Ja. Die Wissenschaft ist in zwei Punkten eindeutig: Die bereits laufende Erwärmung ist auf menschlichen Zeitskalen weitgehend unumkehrbar, aber das Ausmaß der künftigen Erwärmung hängt fast vollständig von den Emissionen ab, die wir ab jetzt verursachen. Es gibt keine einzelne Schwelle, ab der es schlicht «zu spät» ist — jedes vermiedene Zehntelgrad verringert den Schaden messbar. Das Klima zu stabilisieren erfordert, netto null CO₂-Emissionen zu erreichen, also nicht mehr Kohlenstoff hinzuzufügen als entnommen wird. Das ist mit bereits vorhandenen Technologien möglich: Solar- und Windkraft, Elektrifizierung von Verkehr und Wärme, Energieeffizienz und Schutz der Wälder. Das Haupthindernis ist das Tempo des Wandels, nicht ein Mangel an Lösungen. Frühes Handeln ist stets billiger als späteres Reparieren.

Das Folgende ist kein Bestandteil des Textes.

Issue #148, opened 2019-07-25
data type for connected components dataset


hfattahi:
1) MintPy currently enforces np.byte datatype for connected components dataset. This means only values between -128 to 127 can be stored.
2) ISCE2 snaphu wrapper, outputs maximum 20 connected component and zeros out other components by default (can be controlled). But the largest can be up to 255 in Snaphu as the data type is unsigned byte (needs to be verified). Therefore np.byte in MintPy is fine for ISCE regular outputs.
3) arai tools stitches different unwrapped interferograms and relabels the connected components. So it is possible to have large number of connected components over large areas.
4) Other unwrappers (currently outside ISCE2) allow for much larger number of connected components

With all this I'm wondering if we should change the data type of connected components in MintPy hdf5 dataset to float?

hfattahi:
@dbekaert @ehavazli What is the largest number of connected components that you guys may expect?

dbekaert:
20 per product. So 20*n products people stitch.
I know of people stitching 8-9 products, so like 180  connected components or so.

yunjunz:
the `connectComponent` object in mintpy is calling [skimage.measure.label()](https://scikit-image.org/docs/stable/api/skimage.measure.html#skimage.measure.label) to extract all regions/areas related properties, and this `label` function supports integer array as input only, thus, we could change the data type from `byte` to [`int16`](https://docs.scipy.org/doc/numpy-1.13.0/user/basics.types.html), which supports up to 32767. How about that?

hfattahi:
That is more than enough. The only implication is that we will increase the size on disk, by moving from np.byte to anything else. If increasing size is not a big concern for users then I think we should move to int16 .

yunjunz:
Since the value of this dataset is usually small, compression should reduce the size a lot. We could turn ON the compression for this dataset always.

hfattahi:
Yes I agree. So let's move to int16 then.

PR #150, opened 2019-07-26
 connectComponent: byte to int16

yunjunz:
prep_aria.py and objects/stackDict.py:

+ change the data type of connectComponent dataset from BYTE to INT16 to support up to 32767 reliable regions/connected components for single interferograms.

+ turn ON compression of "lzf" while writing connectComponent to HDF5 file to save disk space

prep_aria.py:
+ add FILE_TYPE metadata
+ add MODIFICATION_TIME metadata to 3D datasets
+ turn ON chunks while writing HDF5 to speedup file IO
+ turn ON maxshape for 3D datasets to support updatable ifgramStack.h5: feature not used anyway yet; just to be consistent with mintpy.

update default plot settings for connectComponent dataset in view.py and  plot.py


yunjunz:
#148

PR #155, opened 2019-07-26
prep_aria: no-data for waterMask, unw, coh and connComp

yunjunz:
Grab mask of invalid pixels from incidence angle and use it to maskout pixels in water mask too. This benefits:

1) more representative calculation of the average spatial coherence --> improving the performance of coherence-based network modification; 

2) one way of handling the no-data because water mask is used as a basic mask in mintpy.

### DIFF
--- a/mintpy/prep_aria.py
+++ b/mintpy/prep_aria.py
@@ -245,9 +245,22 @@ def write_ifgram_stack(h5File, unwStack, cohStack, connCompStack):
     dsCoh = gdal.Open(cohStack, gdal.GA_ReadOnly)
     dsComp = gdal.Open(connCompStack, gdal.GA_ReadOnly)
 
-    nPairs = dsUnw.RasterCount
+    # extract NoDataValue (from the 2nd */date2_date1.vrt file for example)
+    ds = gdal.Open(dsUnw.GetFileList()[2], gdal.GA_ReadOnly)
+    noDataValueUnw = ds.GetRasterBand(1).GetNoDataValue()
+    print('grab NoDataValue for unwrapPhase:      {:<5} and convert to 0.'.format(noDataValueUnw))
+
+    ds = gdal.Open(dsCoh.GetFileList()[2], gdal.GA_ReadOnly)
+    noDataValueCoh = ds.GetRasterBand(1).GetNoDataValue()
+    print('grab NoDataValue for coherence:        {:<5} and convert to 0.'.format(noDataValueCoh))
+
+    ds = gdal.Open(dsComp.GetFileList()[2], gdal.GA_ReadOnly)
+    noDataValueComp = ds.GetRasterBand(1).GetNoDataValue()
+    print('grab NoDataValue for connectComponent: {:<5} and convert to 0.'.format(noDataValueComp))
+    ds = None
 
     # sort the order of interferograms based on date1_date2 with date1 < date2
+    nPairs = dsUnw.RasterCount
     d12BandDict = {}
     for ii in range(nPairs):
         bnd = dsUnw.GetRasterBand(ii+1)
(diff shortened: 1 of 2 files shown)


yunjunz:
#100

hfattahi:
@yunjunz It's strange. I only see a small part of your commit which is just reading the waterMask in prep_aria.py. Can you check if everything is fine?

hfattahi:
never mind looks like you already merged part of it!

yunjunz:
I should have waited for merging!

mintpy/prep_aria.py
```diff
@@ -267,22 +280,26 @@ def write_ifgram_stack(h5File, unwStack, cohStack, connCompStack):
 
         h5["date"][ii,0] = d12.split("_")[0].encode("utf-8")
         h5["date"][ii,1] = d12.split("_")[1].encode("utf-8")
+        h5["dropIfgram"][ii] = True
 
         bnd = dsUnw.GetRasterBand(bndIdx)
-        h5["unwrapPhase"][ii,:,:] = -1.0*bnd.ReadAsArray()
+        data = bnd.ReadAsArray()
+        data[data == noDataValueUnw] = 0      #assign pixel with no-data to 0
+        h5["unwrapPhase"][ii,:,:] = -1.0*data #date2_date1 -> date1_date2
```
dbekaert: @yunjunz just double checking if we are in sync.

For ARIA standard product:
Reference (master) is acquired later in time than secondary (slave). 
Product sign convention: land uplift corresponds to a range decrease (negative radians).

yunjunz:
Hi @hfattahi, the new commit grab the no-data value using gdal function for uwn, coh and connComp dataset, instead of using hardwired -1 for connComp only; and convert them to zero. This won't change any loading result so far, but should be more robust for the future.

dbekaert:
@yunjunz this is great!

Quick question, does Mintpy only skips the time-series estimation of pixels based on the mask being provided or does it also check based on the 0 value in the IFGs?
e.g. At some point you mentioned Nan versus 0.

yunjunz:
@dbekaert, mintpy skip all of the three criteria you mentioned: skip time-series estimation if any of them meets.

mintpy/prep_aria.py
hfattahi: @yunjunz can confirm better.
In Mintpy outputs, uplift is positive and subsidence is negative (consistent with ARIA). The -1 here is because of the date swap. Based on our offline discussions, ARIA products always have date2_date1 form while Mntpy expects the opposite. The datelist datset is sorted as MintPy expects so we put -1 here.

yunjunz: MintPy convention: land uplift (moving towards satellite) corresponds to negative phase value in radian. It seems the same...

Could you check your aria+mintpy result on Mauna Loa (Sen desc track 87 IW2) with the one below? It should be inflating on the right side (black cross in the map).
https://insarmaps.miami.edu/start/19.7/-155.6/7.5?onlyShowDatasets=S1_IW2_087_0528_0532_20141116_XXXXXXXX,&zoomOut=false

Screen Shot 2019-07-26 at 10 07 47 PM

hfattahi: @yunjunz from the figure you posted, uplift (right side red signal) is positive. Isn't it?

yunjunz: @hfattahi yes, it is positive as phase (displacement) in meters; and mintpy expects an equivalent interferogram with negative unwrapped phase in radian. At the end of invert_network step, mintpy multiply all phase_in_radian by ( wavelength / (-4pi)).

hfattahi: That's right and I was referring to MintPy outputs.

hfattahi: The sign of the final products in the San Fran dataset makes sense with MintPy convention. If @dbekaert confirms the sign in the final MintPy product of Hawaii dataset, then we should be good to merge this PR.

dbekaert: I concur same sign for Hawaii.  I made it a while ago after @hfattahi made a change on the sign per Brett's request to make it work  for Norfolk. I do not think it has been changed since then.

yunjunz: I guess that’s enough for confirm the sign is right.

PR #161, opened 2019-07-31
check azimuthAngle while plotting gps vs insar

yunjunz:
As for now, GPS enu2los conversion for ARIA products would work if the azimuth angle is not loaded and not written in geometryGeo.h5 file, then the code will use incidence angle and head angle calculated from metadata. For a small area, this would be fine.

The azimuthAngle inconsistency from ARIA-tools and topsStack is not exactly 90 degrees difference, thus, I don't have a solution until Emre or David give me a clear explanation #162.


yunjunz:
As for now, GPS enu2los conversion for ARIA products would work if the azimuth angle is not loaded and written in geometryGeo.h5 file, then the code will use incidence angle and head angle calculated from metadata. For a small area, this would be fine.

yunjunz:
#162

PR #169, opened 2019-08-02
 add docs/conda_env.yml for mintpy environment installation

yunjunz:


yunjunz:
https://github.com/aria-tools/ARIA-tools/issues/71

PR #122, opened 2014-01-12
Add provider specific default_prefix option.

purpleidea:
This patch adds support for a provider specific default_prefix option.
When set, this value is used instead of the project's dir name as the
prefix for the machines being created.

### DIFF
--- a/README.md
+++ b/README.md
@@ -100,6 +100,7 @@ This provider exposes quite a few provider-specific configuration options:
 * `id_ssh_key_file` - The id ssh key file name to access Libvirt (eg: id_dsa or id_rsa or ... in the user .ssh directory)
 * `storage_pool_name` - Libvirt storage pool name, where box image and instance snapshots will be stored.
 * `default_network` - Libvirt default network name. If not specified default network name is 'default'.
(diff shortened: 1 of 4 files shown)


joejulian:
Thanks for this feature, @purpleidea. This is perfect for sharing a single libvirt server among several devs.

purpleidea:
@joejulian glad you like it! You might also want to have a look at https://github.com/purpleidea/oh-my-vagrant which is helpful for sharing a particular environment/setup with other devs. Best documentation is on my blog.

Cheers

raghavendra-talur:
I would like to make a little change in this behavior. If the default.prefix is set to '', can we remove the initial _ too? 
For example:
In my vagrantfile I have
config.vm.define "gluster-fedora22-#{i}"
and I set hostname as same with
fedora22.vm.hostname = "gluster-fedora22-#{i}"

But even with libvirt.default_prefix = '', I get the domain name in virt as _gluster-fedora22-#{i} whereas what I would like to have is gluster_fedora22-#{i}.

If nobody has an objection to it, I would like to send a patch for that.

raghavendra-talur:
I have sent a PR at https://github.com/pradels/vagrant-libvirt/pull/488 for the above requirement.

PR #256, opened 2014-10-16
allow preexisting disk volumes via new option

aspiers:


pronix:
merged and implemented logic for creation and removing

Issue #260, opened 2014-10-24
Port forwarding ignores protocol (udp)


mcaulfield:
Working with a virtual machine that hosts a DHCP server listening on UDP port 67. Trying to forward from host:8067 to guest:67. It looks like vagrant-libvirt sets up a regular SSH TCP tunnel and ignores the protocol attribute.

From my Vagrantfile:
```
config.vm.network "forwarded_port", guest: 67, host: 8067, protocol: 'udp'
```

From ps -elf  | grep 8067:
```
4 S root      4205     1  0  80   0 - 19125 poll_s 10:28 pts/8    00:00:00 ssh -o User=vagrant -o Port=22 -o UserKnownHostsFile=/dev/null -o StrictHostKeyChecking=no -o PasswordAuthentication=no -o ForwardX11=no -o IdentityFile=/root/.vagrant.d/insecure_private_key -L localhost:8067:192.168.121.102:67 -N 192.168.121.102
```

infernix:
Since this is an SSH limitation and it's documented, closing.

electrofelix:
Technically it is possible to route UDP over TCP, so it probably could be done by users that need this using the vagrant-trigger plugin to configure a command to setup socat on the host before vagrant up to redirect UDP traffic to a TCP port, have vagrant-libvirt do the TCP port forwarding, and a vagrant-trigger provision to execute the command in the guest to set up for TCP to UDP conversion to the correct port.

http://superuser.com/questions/53103/udp-traffic-through-ssh-tunnel suggests a few different approaches:
* fifo pipes with nc, or socat - programs need to remain running on both guest/host
* tun devices - must be created on start, and removed on destroy on both guest/host
* ssf - secure socket funnelling, dedicated program that is cmdline compatible with ssh, but again requires to available in guest/host.

Be a documentation only effort, I might see if it's possible to put something together to help users put together in their vagrant config to solve this.


One thing I did find that looks very interesting is that it might be possible to allow libvirt to handle all the port forwarding itself.

http://blog.adamspiers.org/2012/01/23/port-redirection-from-kvm-host-to-guest/, indicates that it might be possible to get libvirt itself to set up the necessary iptables rules on the host to do the necessary port forwarding, and support has been present since 0.8.8 (Feb 17 2011).

I'll see if I get a chance to look into this further.

infernix:
Sure, it's technically possible - but the question here is should we support it in vagrant-libvirt and if yes, then how?

[...]

PR #309, opened 2015-02-18
Update README: Only TCP port forwarding supported

facastagnini:
Documenting the inability to forward protocols other than TCP. 
See  #260


sciurus:
Thanks!

Issue #313, opened 2015-02-23
Sanitize memory and cpu 


facastagnini:
I was doing copy&paste to adapt a Vagrantfile using virtualbox to use libvirt and run into a variable type issue.

The Vagrantfile allow you to specify the memory and cpus parameters as strings:
```
  memory =  "4096"
  cpus = "2"
```

So when I copy the original lines and end up with this Vagrantfile config options:
```
    # Domain Specific Options
    bootstrap.vm.provider :libvirt do |domain|
      domain.memory = "4096"
      domain.cpus = "2"
    end
``` 

Run _vagrant up_
```
# vagrant up
Bringing machine 'bootstrap' up with 'libvirt' provider...
==> bootstrap: Creating image (snapshot of base box volume).
==> bootstrap: Creating domain with the following settings...
==> bootstrap:  -- Name:              myserver
==> bootstrap:  -- Domain type:       qemu
==> bootstrap:  -- Cpus:              1
/root/.vagrant.d/gems/gems/vagrant-libvirt-0.0.24/lib/vagrant-libvirt/action/create_domain.rb:101:in `call': undefined method `/' for #<String:0x00000002cdb930> (NoMethodError)
[...]
```

I fix the issue updating the Vagrantfile to:
```
    # Domain Specific Options
    bootstrap.vm.provider :libvirt do |domain|
      domain.memory = 4096
      domain.cpus = 2
    end
``` 

This is not a vagrant-libvirt issue, but it will be nice if we can make those two parameters compatible with the default vagrant provider style, allowing the use of quotes.

I will submit a PR soon.

PR #314, opened 2015-02-23
Sanitize memory and cpu parameters

facastagnini:
Making memory and cpu parameters more resilient. See #313


sciurus:
Looks good; thanks!

PR #328, opened 2015-04-01
Allow the situation where DHCP is not requested but where it is enabled on the virtual network

epienbroek:


lib/vagrant-libvirt/action/create_networks.rb
```diff
@@ -100,8 +100,10 @@ def lookup_bridge_by_name(bridge_name)
         # match what was configured in the vagrantfile
         # since we always enable dhcp for the management network
         # this ensures we wont start a vm vagrant cant reach
+        # Allow the situation where DHCP is not requested (:libvirt__dhcp_enabled == false)
+        # but where it is enabled on the virtual network
         def verify_dhcp
-          unless @options[:dhcp_enabled] == @interface_network[:dhcp_enabled]
+          if @interface_network[:dhcp_enabled] == true && @options[:dhcp_enabled] == false
```
pronix: hello @epienbroek  .
can you explain more ?
I not understand what and for what you change.

epienbroek:
@pronix: In vagrant-libvirt a lookup is done to fine out whether there are virtual networks available which match the network properties mentioned in the Vagrantfile (for example: config.vm.network :private_network, ip: "192.168.5.30"). After a match is found another check is done (the verify_dhcp method) to determine whether the DHCP setting of the already available virtual network matches the DHCP setting which is mentioned in the Vagrantfile (and which is 'true' by default as mentioned in https://github.com/pradels/vagrant-libvirt/blob/HEAD/lib/vagrant-libvirt/util/network_util.rb).

I think this is an invalid assumption. When the Vagrantfile contains the network property ":libvirt__dhcp_enabled => false" it shouldn't matter whether the virtual network contains a DHCP server or not and vagrant-libvirt should not fail on it. The only situation where the verify_dhcp method should fail is when DHCP is requested but isn't configured on a matching already existing virtual network so that is what this commit does

pronix:
@epienbroek got it.
please update also README, you can copy paste your explanation to network section.
after that i will accept it.

epienbroek:
@pronix: done

PR #365, opened 2015-05-12
fix extra disk removal

SimonPe:
I have no idea how that `libvirt_domain.name + "-" + disk[:device] + ".raw"` was suposed to work, but the disk gets created using `disk[:path]` so use that for destruction too

### DIFF
--- a/lib/vagrant-libvirt/action/destroy_domain.rb
+++ b/lib/vagrant-libvirt/action/destroy_domain.rb
@@ -39,10 +39,10 @@ module VagrantPlugins
             env[:machine].provider_config.disks.each do |disk|
               # shared disks remove only manualy or ???
               next if disk[:allow_existing]
-              diskname = libvirt_domain.name + '-' + disk[:device] + '.' + disk[:type].to_s
+              disk[:path] ||= "#{libvirt_domain.name}-#{disk[:device]}.#{disk[:type]}"
               # diskname is uniq
               libvirt_disk = env[:libvirt_compute].volumes.all.select do |x|
-                x.name == diskname
+                x.name == disk[:path]
               end.first
               libvirt_disk.destroy if libvirt_disk
             end


lib/vagrant-libvirt/action/destroy_domain.rb
```diff
@@ -37,9 +37,7 @@ def call(env)
 
             env[:machine].provider_config.disks.each do |disk|
               next if disk[:allow_existing] # shared disks remove only manualy or ???
-              diskname = libvirt_domain.name + "-" + disk[:device] + ".raw"
-              # diskname is uniq
-              env[:libvirt_compute].volumes.all.select{|x| x.name == diskname }.first.destroy
+              env[:libvirt_compute].volumes.all.select{|x| x.name == disk[:path] }.first.destroy
```
pronix: ```disk[:path]``` for my configuration is nil

pronix:
check https://github.com/pradels/vagrant-libvirt/commit/182809e7213cefb985c4db0cfe76c3ef79e4ce24
should be helpful for you.

SimonPe:
@pronix: oh, i missed an `disk[:path] ||= _disk_name(@name, disk)` when reading `create_domain.rb` adding that here to my patch should fix it, will do so and rebase.

SimonPe:
@pronix : fixed it now, care to have a look?

pronix:
can you show vagrantfile where realy require this logic ?

SimonPe:
@pronix: when you manually set the `disk[:path]`, which is allowed by the current api, you also have to use that path when removing the disk again, this is a regression since 0.0.25.
take a look at `create_domain.rb` where the disk creation happens.

SimonPe:
@pronix : could you please motivate that close? The issue still persists, and the fix is rather trivial, so what is the reason you close this?

pronix:
can you show vagrantfile where realy require this logic ?

SimonPe:
@pronix : 
```ruby
    libvirt.storage :file, :size => '40G', :path => 'datadisk.img'
  end
end
```
`:path` is documented in `README.md` on line 307

lib/vagrant-libvirt/action/destroy_domain.rb
```diff
@@ -39,10 +39,10 @@ def call(env)
...
               # shared disks remove only manualy or ???
               next if disk[:allow_existing]
-              diskname = libvirt_domain.name + '-' + disk[:device] + '.' + disk[:type].to_s
+              disk[:path] ||= "#{libvirt_domain.name}-#{disk[:device]}.#{disk[:type]}"
               # diskname is uniq
               libvirt_disk = env[:libvirt_compute].volumes.all.select do |x|
-                x.name == diskname
+                x.name == disk[:path]
               end.first
               libvirt_disk.destroy if libvirt_disk
```
pronix: you can implement use path as second option if ```libvirt_disk``` if null in this string.

SimonPe:
> you can implement use path as second option if libvirt_disk if null in this string.

what I do in the patch is mirroring the logic used to create the disk in the first place. Which is what is needed here

if you change it to your sugestion, and i have by accident an image in my pool wich matches `"#{libvirt_domain.name}-#{disk[:device]}.#{disk[:type]}"` (which could be the reason I have to set `:path` manualy) then with your sugestion you will end up deleting the wrong disk.

pronix:
sorry, i have problems with long phrases.
1. attemp find disk by patern  "#{libvirt_domain.name}-#{disk[:device]}.#{disk[:type]}"
2. if not found - use path.

SimonPe:
> 1. attemp find disk by patern "#{libvirt_domain.name}-#{disk[:device]}.#{disk[:type]}"
> 2. if not found - use path.

this is the wrong way around, don't you get it?
look at `create_domain.rb` on line 77.

pronix:
destroy working in destroy_domain.

pronix:
destroy working in destroy_domain.

SimonPe:
> destroy working in destroy_domain.

I have no idea how to parse that, could you rephrase?

pronix:
1. attemp find disk by patern "#{libvirt_domain.name}-#{disk[:device]}.#{disk[:type]}"
2. if not found - use path.

SimonPe:
> 1. attemp find disk by patern "#{libvirt_domain.name}-#{disk[:device]}.#{disk[:type]}"
> 2. if not found - use path.

like I already told you if you look at `create_domain.rb` line 77, you will see that this is the wrong way.

the correct way (as implemented by the patch) is:

1. try `disk[:path]`
2. if `disk[:path]` is `nil` use `"#{libvirt_domain.name}-#{disk[:device]}.#{disk[:type]}"`

SimonPe:
@pradels @sciurus could any of you take a look at this.

howleyt:
@SimonPe @pronix What's the current state of this patch?

pronix:
patch is crap but issue is fixed.

SimonPe:
@pronix @howleyt : issue still exists and suposed 'fix' is wrong.

SimonPe:
@pronix @howleyt patch is still valid, and suposed 'fix' is wrong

Was kann ich persönlich tun?
Individuelle Entscheidungen zählen, besonders wenn sie sich summieren und größere Systeme beeinflussen. Die wirksamsten persönlichen Maßnahmen sind meist: den Energieverbrauch zu Hause senken und auf Ökostrom umsteigen; öffentliche Verkehrsmittel, Fahrrad oder Elektrofahrzeuge bevorzugen und weniger fliegen; sowie Lebensmittelverschwendung und hohen Fleischkonsum verringern, vor allem bei Wiederkäuern. Diese Änderungen senken Emissionen und sparen oft Geld. Der wirkungsvollste individuelle Schritt ist jedoch kollektiv: über das Thema sprechen, kohlenstoffarme Politik unterstützen, verantwortungsvolle Unternehmen und Banken wählen und die eigene Stimme als Bürger und Verbraucher nutzen. Die Klimakrise wird vor allem auf Systemebene gelöst — Energie, Verkehr, Industrie — und es ist die gesellschaftliche Nachfrage nach Wandel, die diese Systeme beschleunigt. Gemeinsames Handeln vervielfacht die Wirkung jeder Einzelentscheidung.